A large-scale view of oceanic variability from 2007 to 2015 in the global high resolution monitoring and forecasting system at Mercator Océan
|Author(s)||Gasparin Florent1, Greiner Eric2, Lellouche Jean-Michel1, Legalloudec Olivier1, Garric Gilles1, Drillet Yann1, Bourdalle-Badie Romain1, Le Traon Pierre-Yves1, 3, Remy Elisabeth1, Drevillon Marie1|
|Affiliation(s)||1 : Mercator Ocean Int, 10 Rue Hermes, F-31520 Ramonville St Agne, France.
2 : CLS, 11 Rue Hermes, F-31520 Ramonville St Agne, France.
3 : Ifremer, F-29280 Plouzane, France.
|Source||Journal Of Marine Systems (0924-7963) (Elsevier Science Bv), 2018-11 , Vol. 187 , P. 260-276|
|WOS© Times Cited||12|
|Keyword(s)||Global ocean monitoring and forecasting system, Climate variability, System evaluation/qualification, Global ocean observing system|
The global high resolution monitoring and forecasting system PSY4 at Mercator Océan, initialized in October 2006, has achieved 11 years of global ocean state estimation.
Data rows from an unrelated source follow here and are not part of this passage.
PR #5685, opened 2022-08-08
run golangci-lint --fix to address whitespace linting

torcolvin:
Single code review so these don't show up in each PR, since they are automatically fixed by goland.


bbrks (approved):
Do you want this merging?

PR #5686, opened 2022-08-09
CBG-2274: Use sync function defined on collection

markspolakovs:
CBG-2274

Update sync function handling for named collections - if one is defined there, use it instead of the DB's, and change the default to match PRD (collection name rather than `doc.channels`).

## Pre-review checklist

- [x] `xattrs=true` https://jenkins.sgwdev.com/job/SyncGateway-Integration/583/


markspolakovs:
As discussed, this is code that will need redoing from scratch anyway when it comes time to add multi-collection support, so it's perhaps too soon to do this now.

PR #5689, opened 2022-08-10
CBG-788 set agent priority to medium for caching feed/CE import feed

torcolvin:
## Pre-review checklist

- [x] `xattrs=true` https://jenkins.sgwdev.com/job/SyncGateway-Integration/CBG-788/

### DIFF
--- a/base/dcp_client.go
+++ b/base/dcp_client.go
@@ -46,17 +46,19 @@ type DCPClient struct {
 	checkpointPrefix           string                         // DCP checkpoint key prefix
 	checkpointPersistFrequency *time.Duration                 // Used to override the default checkpoint persistence frequency
 	dbStats                    *expvar.Map                    // Stats for database
+	agentPriority              gocbcore.DcpAgentPriority      // agentPriority specifies the priority level for a dcp stream
 }
 
 type DCPClientOptions struct {
 	NumWorkers                 int
 	OneShot                    bool
-	FailOnRollback             bool                 // When true, the DCP client will terminate on DCP rollback
-	InitialMetadata            []DCPMetadata        // When set, will be used as initial metadata for the DCP feed.  Will override any persisted metadata
-	CheckpointPersistFrequency *time.Duration       // Overrides metadata persistence frequency - intended for test use
-	MetadataStoreType          DCPMetadataStoreType // define storage type for DCPMetadata
-	GroupID                    string               // specify GroupID, only used when MetadataStoreType is DCPMetadataCS
-	DbStats                    *expvar.Map          // Optional stats
+	FailOnRollback             bool                      // When true, the DCP client will terminate on DCP rollback
+	InitialMetadata            []DCPMetadata             // When set, will be used as initial metadata for the DCP feed.  Will override any persisted metadata
+	CheckpointPersistFrequency *time.Duration            // Overrides metadata persistence frequency - intended for test use
+	MetadataStoreType          DCPMetadataStoreType      // define storage type for DCPMetadata
+	GroupID                    string                    // specify GroupID, only used when MetadataStoreType is DCPMetadataCS
+	DbStats                    *expvar.Map               // Optional stats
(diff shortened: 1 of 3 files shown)


base/dcp_client.go
```diff
@@ -76,6 +78,9 @@ func NewDCPClient(ID string, callback sgbucket.FeedEventCallbackFunc, options DC
 		return nil, fmt.Errorf("Unable to determine maxVbNo when creating DCP client: %w", err)
 	}
 
+	if options.AgentPriority == gocbcore.DcpAgentPriorityHigh {
+		return nil, fmt.Errorf("sync gateway should not set high proirity to DCP feeds")
```
adamcfraser:
```suggestion
		return nil, fmt.Errorf("sync gateway should not set high priority for DCP feeds")
```

adamcfraser (dismissed):

base/dcp_client_test.go
```diff
@@ -385,3 +385,26 @@ func TestResumeStoppedFeed(t *testing.T) {
 	}
 
 }
+
+// TestBadAgentPriority makes sure we can not specify agent priority as high
+func TestBadAgentPriority(t *testing.T) {
+	if UnitTestUrlIsWalrus() {
+		t.Skip("This test only works against Couchbase Server, since DCPClient requires collections")
```
bbrks: There's nothing collection specific here (`AsCollection` means we're using gocbv2 against Couchbase Server, not necessarily that we're using a named collection)

```suggestion
		t.Skip("This test only works against Couchbase Server, since DCPClient requires a Couchbase DCP feed")
```

base/dcp_client_test.go
```diff
@@ -385,3 +385,26 @@ func TestResumeStoppedFeed(t *testing.T) {
...
+		panic("Should not hit this callback")
+	}
+	dcpClientOpts := DCPClientOptions{
+		AgentPriority: gocbcore.DcpAgentPriorityHigh,
+	}
+	collection, err := AsCollection(bucket)
+	require.NoError(t, err)
+	dcpClient, err := NewDCPClient(feedID, panicCallback, dcpClientOpts, collection)
+	require.Error(t, err)
+	require.Nil(t, dcpClient)
```
bbrks, line 410: If we don't get an error here - do we want the the test to close the `DCPClient` we managed to erroneously open? I think we'd leak it otherwise.

base/dcp_client_test.go
```diff
@@ -385,3 +385,26 @@ func TestResumeStoppedFeed(t *testing.T) {
...
+	if UnitTestUrlIsWalrus() {
+		t.Skip("This test only works against Couchbase Server, since DCPClient requires collections")
+	}
+
+	bucket := GetTestBucket(t)
+	defer bucket.Close()
+
+	feedID := "fakeID"
+	panicCallback := func(event sgbucket.FeedEvent) bool {
+		panic("Should not hit this callback")
```
bbrks: if we panic we'd bail out of the entire test suite - rather than failing this one test.

```suggestion
		t.Errorf("Should not hit this callback")
```

bbrks (changes requested):
Change looks fine - just some comments on the test to better handle it failing

base/dcp_client_test.go
torcolvin: calling NewDCPClient doesn't actually open the dcp client, it just sets it up! Start() is what actually opens it.

base/dcp_client_test.go
torcolvin: DCPClient requires type `base.Collection`, which is not a named collection. Is there a better way to phrase this? i.e. it can't work with walrus because it can't be a cbdatasource.

base/dcp_client_test.go
torcolvin: done

base/dcp_client_test.go
bbrks: As discussed maybe just `base.Collection` for less ambiguity

bbrks (approved):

Based on the NEMO global 1/12° configuration, PSY4 includes data assimilation of satellite and multi-instrument in situ observations. In parallel to this monitoring system, a twin-free simulation (with no assimilation) has been performed for the period 2007-2015. In this study, monthly-averaged fields of both ocean state estimates are compared with observation products for the period 2007-2015, to examine the consistency of PSY4 fields with related observations for representing large-scale variability and to provide a baseline that is mainly focused on in situ comparisons for validation/qualification of on-going system developments. Observations play a major role in correctly positioning the main energetic structures, both in space and time. In addition, data assimilation appears to overcome the other deficiencies of models by reducing SST bias in upwelling regions and by increasing the thermocline gradient in the tropics. Generally, the amplitude of the total-resolved variability in both PSY4 estimates is consistent with observation data sets. Annual cycle and longer-term variability in temperature, salinity and sea surface height are significantly improved with data assimilation, but some progress is still needed to better represent the amplitude of changes of ocean heat and freshwater contents on long timescales. Finally, the PSY4 system’s ability to capture the large scale variability is further investigated by using as a case study the northward pathways of El Niño anomalies in the tropical North Pacific in 2014 and 2015 in order to illustrate how such systems can be used to answer relevant scientific questions.